Land truly does equal power in Hawaii, with acreage bringing money and influence. Factor in the complicated political history of the Hawaiian kingdom’s overthrow, which continues into land-revenue disputes today, and it’s a complex equation that requires ultra-
careful decisionmaking.
That’s why the controversial House Bill 499, just passed by the state Legislature, should be paused and put on Gov. David Ige’s intent-to-veto list for closer review.
The bill would give the state Board of Land and Natural Resources (BLNR) the power to extend public-land leases — now capped at 65 years — for another 40 years without competition if tenants make major property improvements. Such upgrades must be at least 30% of what existing facilities on the site are worth, and the tenant would agree to updated rent based on land value.
Statewide, that would include public-land leases entered into by businesses and government entities — the University of Hawaii is exempted — at airports, harbors, industrial parks and other sites.
The votes on HB 499 were not unanimous: 36-15 in the state House and 16-9 in the Senate, reflecting dissension on this issue — for good reasons.
Allowing any tenant to lock in use of public lands for 100 years is dubious public policy, which could enable less-than-rigorous oversight of tenants’ responsibilities. And, as the Star-Advertiser’s Andrew Gomes reported in a May 5 article, such extension up to 100 years without competition runs counter to long-held state policy to provide equal opportunity for public-land use via competitive auctions to fetch higher rent revenue.

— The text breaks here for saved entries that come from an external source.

PR #2093, opened 2020-11-23
LUCENE-9606: Wrap boolean queries generated by shape fields with a Constant score query

iverase:
When querying a shape field with a Geometry collection and a CONTAINS spatial relationship, the query is rewritten as a boolean query. We should wrap the resulting query with a ConstantScoreQuery.


dsmiley (approved):

iverase:
Thanks @dsmiley!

Bill opponents are right in noting that “excessively long” leases of up to a century without public bidding could preclude benefits from future real estate market conditions, shortchange valid reassessment of site management, and allow tenants to put off for more years improvements that were conditions of land use.
The state Land Department, in written testimony backing HB 499, said it “believes that retaining long-term lessees in good standing is in the best interests of the state.”
Good standing comes with diligent, mindful stewardship of public lands. For the state, not having to revisit land leases for additional decades might well mean expediency and simpler management, and be more lessee-
friendly — but it also raises risks of laxer oversight on tenants not living up to lease conditions, which occurs even under current 65-year leases.
The Pohakuloa Training Area (PTA) on Hawaii island, for example, has been the subject of legal action that has revealed decades of weak state oversight of land-use conditions, which in turn has allowed the military to fall short of environmental obligations there. In fact, some opponents of HB 499 fear that the state BLNR could extend the Army lease for PTA’s 23,000 acres, which is set to expire in 2029.
And then there are the weighty concerns that HB 499 is perpetuating the state’s dismal handling of lands against the Native Hawaiian interest — a keep-away of acreage that will never enable redress of past wrongs
despite legal and legislative mandates.
“Allowing these lands to be leased for a century at a time would effectively prevent Hawaiian claims from ever being resolved because the people who lease ‘ceded’ lands will fight to keep extending their leases,” testified attorney Alan Murakami, recently retired from the Native Hawaiian Legal Corp., writing as a private citizen. “It is offensive to current Hawaiian leaders who have reserved their claims.”
By locking in century-long land leases for status-quo uses, HB 499 would preclude timely opportunities for
reassessments in the public interest, whether they be based on real-estate market or environmental conditions. Further, for Native Hawaiians, it brings to mind that expression of “possession being nine-tenths of the law” — in their case, ownership being difficult to attain if one does not have possession. That’s the deepening
morass Native Hawaiians face — unjustly so — should
HB 499 and 100-year public land leases become law.